The company sold portable fuel containers that create air pollution and do not comply with state clean air regulations, says the California Air Resources Board, ARB.

The board has accepted a settlement of $250,000 from Wal-Mart Stores to compensate for the violations. The repeated violations were due to systematic computer errors that allowed the fuel containers into California. These have since been rectified, says the board.

"Enforcement will continue to be an important aspect of cleaning our air," said Mary Nichols, who chairs the Air Resources Board. "The fumes from these cans should have been prevented."

Air Resources Board data shows that the more than 11 million gas cans statewide contribute about 100 tons per day of smog-forming hydrocarbons.

Of the 100 tons per day, about three-quarters are associated with fuel evaporation from vents and other types of openings.

Permeation - fumes that leak through the container walls - and spillage contribute about 16 tons per day.

State gas can regulations are intended to ensure that spillage and evaporative emissions are minimized or eliminated.

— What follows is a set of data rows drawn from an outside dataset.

PR #2429, opened 2019-08-22
Issue/2424 Capture publishing errors and show errors to users

### LINKED ISSUE #2424: Add Dataset Page 5, once `Publish` button is click, Any error should be displayed in an Error Alert Box
## Description

Add Dataset Page 5, once the `Publish` button is clicked, Any error should be displayed in an Error Alert Box.

Currently, any errors will cause `Publish` action failed but the user won't get any feedback.

There are three main scenarios we need to cover:
- Server / Connectivity Error (`500` or timeout) - we should show "Magda has encountered an error when submitting your dataset. Everything is still saved locally - please try again in 5 minutes"
- Validation Error - "Magda has encountered the following error: ${error}. We've logged this internally, please contact ${emailAddress} for help." - where emailAddress is the default magda email addres that's used for dataset requests.
- Authorisation Error (`403`) - display "You've been logged out - please <a>Sign In</a> again to submit the dataset - everything has been saved locally".

## Acceptance Criteria

-  Any error thrown within `Publish` button event handler should be captured.
    - Including errors thrown in any promise created in the handler 
- The error message should use Au Gov design system [`error alert` component](https://designsystem.gov.au/components/page-alerts/)
- The error message will be displayed above the `Publish` button (and below the last textarea question)

## Out of Scope
- Form validation - this should only cover errors thrown by the publish ajax calls

t83714:
### What this PR does

Fixes #2424 :  Capture publishing errors and show errors to users
- Make sure all promises are handled in a way that errors can be captured at higher-level try/catch
- Add an error state to Redux global state store instead of in component state
  - Because progress Meter (not a chid component of the metadata page) needs to clear the error message when the user moves to a different step
- Added default contact email config to web-server pod
  - Also added a global `.Values.global.defaultContactEmail` values
    - When it presents, both correspondence-api & web-client will receive this value
    - you still can set different values at the `correspondence-api` or `web-server` chart level
- Make sure API code is using `registryAuthApiUrl` & `registryApiUrl` value from the config rather than ad-hocly string concatenation

### Test Site:

https://issue-2424.dev.magda.io

### Checklist


magda-web-client/src/Components/Dataset/Add/ErrorMessageBox.tsx
```diff
@@ -0,0 +1,115 @@
...
+                                    }`}
+                                >
+                                    {config.defaultContactEmail}
+                                </a>{" "}
+                                for help.
+                            </span>
+                        </div>
+                    </div>
+                );
+            case 403:
```
AlexGilleran: Looks like this needs to cover `401` too:

image

image

magda-web-client/src/api-clients/RegistryApis.ts
```diff
@@ -27,15 +27,11 @@ export function fetchOrganization(publisherId: string): Promise<Publisher> {
...
-    await request(
-        "PUT",
-        `${config.baseUrl}api/v0/registry-auth/aspects/${id}`,
-        {
-            id,
-            name: jsonSchema.title,
-            jsonSchema
-        }
-    );
+    await request("PUT", `${config.registryAuthApiUrl}aspects/${id}`, {
```
AlexGilleran: For some reason this is going to `/registry` and not `/registry-auth`

magda-web-client/src/Components/Dataset/Add/ErrorMessageBox.tsx
```diff
@@ -0,0 +1,115 @@
...
+                            </span>
+                        </div>
+                    </div>
+                );
+            case 400:
+                return (
+                    <div className="au-body au-page-alerts au-page-alerts--error">
+                        <div>
+                            <span>
+                                Magda has encountered the following error:
```
AlexGilleran: This needs a space before the error, and we should get rid of the full-stop at the end too:

image

magda-web-client/src/Components/Dataset/Add/ErrorMessageBox.tsx
t83714: This probably caused by the other problem below.
But we could hit into a 401 authorisation error in future --- do we need a different error message?

magda-web-client/src/api-clients/RegistryApis.ts
t83714: It seems this will be fixed by your commit in this PR:
https://github.com/magda-io/magda/pull/2411
I will probably merge that once it goes into the master to avoid creating more reference points of the legacy `/registry-auth`

magda-web-client/src/Components/Dataset/Add/ErrorMessageBox.tsx
t83714: added a space between error: and actual error message and remove the extra `.`

magda-web-client/src/Components/Dataset/Add/ErrorMessageBox.tsx
AlexGilleran: Nah I think it should show the 403 message for 401 too :)

AlexGilleran: ... although the message should probably be something along the lines of 

> You don't have permission to publish the dataset - this is most likely because you've been logged out - please Sign In again to submit the dataset. Everything has been saved locally.

magda-web-client/src/api-clients/RegistryApis.ts
AlexGilleran: I think it's probably best to just fix this and let that one hit a merge conflict... it might be a while 'til that one's ready for merge because it's pretty huge and pretty complex whereas this one's quite small and simple.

ARB investigators found that between 2003 and 2007, Wal-Mart allowed more than 3,000 illegal gas cans to enter their California distribution system and subsequently be sold.

"Because of their large numbers and lack of emission controls, gas cans contribute substantial amounts of hydrocarbon emissions, ozone-forming smog and related health problems," warned the Air Resources Board.

ARB initially sought the maximum fine of $500 for each violation, but Wal-Mart's own investigations and extensive cooperation led to leniency in assessing the penalty.

Ultimately, Wal-Mart paid $83 for each gas can violation. This range is four to five times the amount the individual products cost consumers.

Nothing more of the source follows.